Sintió cómo el cuerpo de Sam también temblaba, intentando contenerse. Él la entendía como nadie la había entendido nunca, y ella lo necesitaba como nunca había necesitado a nadie. Y podía reconocer, aunque sólo fuera en silencio y para sí misma, que no era sólo sexo lo que había entre ellos, a pesar de que en aquellos momentos su cuerpo no se preocupara por nada más.
Sam pareció comprenderlo y le deslizó la mano hasta el pecho, tomando el pezón entre sus dedos y acariciándolo suave pero persistentemente, hasta que el deseo se mezcló con el dolor y la agonía.
– Confía en mí y dime lo que quieres, Regan, o lo que hay realmente entre nosotros -le pidió.
Ella tragó saliva con dificultad. Sabía que Sam tenía razón. ¿Acaso no acababa de admitírselo a sí misma?
– Te necesito a ti. Más rápido -dijo con voz temblorosa, al tiempo que una lágrima le resbalaba por la mejilla. El deseo era demasiado fuerte.
– Por fin -murmuró él con un gemido, y se introdujo en ella por completo.
Su posición le permitía penetrarla de un modo completamente distinto. Regan no podía verle la cara, pero podía sentirlo al máximo. Sam se detuvo tras empujar hasta el fondo, y ella sintió la plena conexión de sus cuerpos. Y cuanto más esperaba él, mis se contraía ella y más intenso era el deseo.

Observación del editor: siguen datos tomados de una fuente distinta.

PR #84, opened 2019-01-20
Replace Cypress with AVA + Puppeteer

ianwalter:
Cypress is great but when it comes to unit testing the developer experience is better with AVA. With this setup, I think I would be able to help complete #27.
- [x] Replace puippeteer-helper with in-repo helper
- [x] Move tests to browser-specific file


package.json
```diff
@@ -47,12 +47,13 @@
 		"node-fetch"
 	],
 	"devDependencies": {
+		"@ianwalter/dist": "^1.4.0",
+		"@ianwalter/puppeteer-helper": "^1.0.0",
```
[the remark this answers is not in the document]
ianwalter: Yes, I added `dist` before I pulled in the changes that added Rollup and the UMD build. I will just use that instead.

`puppeteer-helper` is based off of a recipe in the AVA docs so I think if they wanted that to be an official helper they would have done it already. I don't think extensibility is an issue since you can pass any `puppeteer` config through `puppeteer-helper` as the second argument. The only thing that I could see becoming an issue is that `puppeteer-helper` controls the `puppeteer` version but I can't think of any good alternatives to that.

.gitignore
```diff
@@ -1,4 +1,5 @@
 node_modules
+dist
```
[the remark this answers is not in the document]
ianwalter: I'm pretty sure you can't load ESM since whatever AVA uses will try to parse the import statement and throw an error. I will use the UMD build.

test/prefix-url.js
```diff
@@ -33,3 +41,25 @@ test('prefixUrl option', async t => {
 
 	await server.close();
 });
+
+test('prefixUrl option in browser', withPage, async (t, page) => {
```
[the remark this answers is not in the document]
ianwalter: I was just trying to keep the tests that were already in Cypress and provide a starting point for testing in the browser. I don't see the point in testing prefixUrl in node at all since how it works is affected by `document`, but I'm also not willing to refactor all of the tests right now.

package.json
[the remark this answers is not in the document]
sholladay: In my opinion, `puppeteer-helper` should import `puppeteer` as a `peerDependency`, so its users can use their own Puppeteer version.

test/prefix-url.js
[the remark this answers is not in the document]
sholladay: > I was just trying to keep the tests that were already in Cypress and provide a starting point for testing in the browser.

Right, I'm just asking to keep the browser tests in a separate file, as the Cypress tests were.

> I don't see the point in testing prefixUrl in node at all since how it works is affected by document

It's very important to test `prefixUrl` in Node, precisely because its behavior is affected by the presence of `document`. We support `prefixUrl` in Node even you do not define a `document`.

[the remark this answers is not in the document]
sholladay: I suppose I didn't word that very well. It is true that Node is not a target environment. But people are using Ky in Node anyway. They have complained when we've broken Node support in the past and thus far we have fixed it since it was easy. More importantly, we support Web Workers, which is a browser-based environment without a `dicument`. We also just added support for [Deno](https://github.com/denoland/deno}.

So, what I should have said is, it's very important to test Ky in a non-DOM environment. Doing that in Node happens to be a convenient way to do so that also aligns with things our users are doing. I don't see a good reason to remove the Node tests, but I guess it would be fine if we add some Web Worker tests, etc.

package.json
```diff
@@ -13,11 +13,9 @@
 		"node": ">=10"
 	},
 	"scripts": {
-		"build": "rollup index.js --format=umd --name=ky --file=umd.js",
-		"prepublishOnly": "npm run build",
-		"test": "xo && nyc ava && tsd-check && npm run cypress:run",
-		"cypress:open": "cypress open",
-		"cypress:run": "cypress run"
+		"pretest": "rollup index.js --format=umd --name=ky --file=umd.js",
```
sholladay: We can avoid this by using `page.addScriptTag({path: './index.js', type: 'module'})`. Is there a reason you didn't want to do that? Not a big deal, but loading the source directly feels a little more clean to me and it will speed up the tests a bit.

szmarczak: Why did you rename this?

package.json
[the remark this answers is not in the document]
szmarczak: IMO there's no need for that module. [10 additional lines of code](https://github.com/avajs/ava/blob/master/docs/recipes/puppeteer.md) is not much.

szmarczak:
@ianwalter Any update on this?

ianwalter:
@sholladay @szmarczak Thank you for your feedback. I should be able to address this sometime this week.

package.json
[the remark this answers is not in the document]
ianwalter: Fair enough, I find it useful, but I'll replace it with a in-repo helper.

test/prefix-url.js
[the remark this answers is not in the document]
ianwalter: Ok, gotcha. I will move these to a `browser.test.js` or something like that.

package.json
ianwalter: @sholladay Yea it would be nice if I could do that but I don't think it's practical because if you use a module script you have to import the module in the `evaluate` code right? But then if you have an import statement outside of the top level you get a parse error. I can think of a couple ways around this but they're not great.

@szmarczak Rename `build` to `pretest`? Out of habit initially, but really because the browser tests test against the UMD build so it's convenient to use the `pretest` npm convention since it automatically gets run before `test` runs without needing to explicitly run it. You can still run it manually (as is the case with prepublishOnly) if you want though.

ianwalter:
Ok, I believe I have addressed the feedback. I also added a browser test for aborting a request.

package.json
sholladay: > if you use a module script you have to import the module in the `evaluate` code right?

Yeah, I guess you're right. Just didn't think it all the way through. We could make a helper for that, but maybe it's not worth it at that point.

szmarczak:
@sindresorhus @sholladay LGTM.

test/browser.js
```diff
@@ -0,0 +1,63 @@
+import test from 'ava';
+import createTestServer from 'create-test-server';
+import withPage from './helpers/with-page';
+
+test('prefixUrl option', withPage, async (t, page) => {
+	const server = await createTestServer();
+	server.get('/', (request, response) => {
+		if (request.query.page === '/https://cat.com/') {
```
sholladay: Looks like this isn't used.

package.json
sindresorhus: > but really because the browser tests test against the UMD build so it's convenient to use the `pretest` npm convention since it automatically gets run before `test` runs without needing to explicitly run it. You can still run it manually (as is the case with prepublishOnly) if you want though.

I prefer being explicit. It's weird having to run `npm run pretest` to build. The script should be called `build`.

sindresorhus: > I can think of a couple ways around this but they're not great.

Just curious, what are the ways around it? Using `import` would be much nicer, so would be good to know the downsides.

sindresorhus:
Added a couple of comments in https://github.com/sindresorhus/ky/pull/84#discussion_r256294662

package.json
sholladay: I will take care of putting the `build` script back. I'm working on some test tweaks right now.

test/browser.js
```diff
@@ -0,0 +1,66 @@
...
+	await page.addScriptTag({path: './umd.js'});
+
+	const error = await page.evaluate(url => {
+		return new Promise(resolve => {
+			window.ky = window.ky.default;
+			const controller = new AbortController();
+			const req = window.ky(`${url}/test`, {signal: controller.signal}).text();
+			controller.abort();
+			req.then(resolve).catch(error => resolve(error.toString()));
+		});
```
sindresorhus: I don't think you need to use the `Promise` constructor here. You can just handle it with async/await and try/catch.

sholladay: I removed `new Promise()` but didn't bother to use `await` and `try` / `catch`. Just seemed more verbose than necessary here. Happy to change it, though, LMK.

sindresorhus: Looks good

package.json
ianwalter: @sindresorhus 
1. Pass a string to `page.evaluate` instead of a function. No parse error but writing JavaScript in a string would be annoying. I could see it being a viable option in the future though if there was a tagged template literal for JavaScript that editors could syntax highlight.
2. Extract the evaluation code to another file. This creates more files, essentially takes some of the test code out of the test file, and changes the evaluation interface a bit. I actually just switched over to this method personally despite its downsides. I updated [`puppeteer-helper`](https://github.com/ianwalter/puppeteer-helper) to make this easy, you just call `t.evaluate()` with a relative path to the evaluation script.

sindresorhus: Okey. Makes sense. Thanks for elaborating.

sindresorhus:
Thank you, @ianwalter :)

Él hizo Jo que le pedía y empezó a moverse con rapidez en su interior, sin mostrar la menor piedad. Entre el resbaladizo movimiento de su pene y el rítmico roce de la pelvis contra el colchón, el climax no tardó en llegar. Regan gritó sin poder contenerse, barrida por una escalada de sensaciones que la llevó hasta la cúspide del gozo más absoluto. Y él continuó moviéndose implacablemente, hasta que ella quedó finalmente saciada de deleite y placer.
Regan había llegado al orgasmo, pero él no. Ni mucho menos. Tenía muy poco tiempo para someter a esa mujer, y aunque sabía que había dado un gran salto, no había acabado. Y no sólo se refería a su propia liberación, que de alguna manera había conseguido retener.
Se separó de ella lo justo para darle la vuelta y tenderla de espaldas.
Ella abrió los ojos y se encontró con su mirada.
– No has llegado, Sam.
Él sonrió.
– Te has dado cuenta.
– Me doy cuenta de todo lo que tenga que ver contigo -admitió ella.
Él reprimió un suspiro de agradecimiento.
– ¿Cómo te sientes?
– Increíblemente bien.
Sam se inclinó y la besó en los labios, como había deseado hacer mientras hacían el amor. Por primera vez, se negaba a pensar en ello como sólo sexo.
Ella lo sorprendió al agarrarlo por las caderas.
– Vamos, grandullón -le dijo con su sensual acento sureño-. Te toca.
– ¿Crees que puedes recibirme otra vez? -le preguntó él, riendo.
– Siempre -respondió ella, muy seria.
Estupendo, pensó él. Había llegado hasta ella. Ahora sólo tenía que conseguir que durase.
– ¿Quieres saber por qué no he llegado al orgasmo?
Ella asintió.
– Porque quería que lo vieras -dijo, y se colocó encima-. Y porque no quiero que lo olvides -añadió, uniendo otra vez los cuerpos.
Y por cómo lo miró con los ojos tan abiertos, también lo sintió. Satisfecho de haber conseguido su objetivo, empezó la cabalgada hacia el placer. Contempló cómo ella hacía lo mismo y comprobó con satisfacción que ella también lo observaba.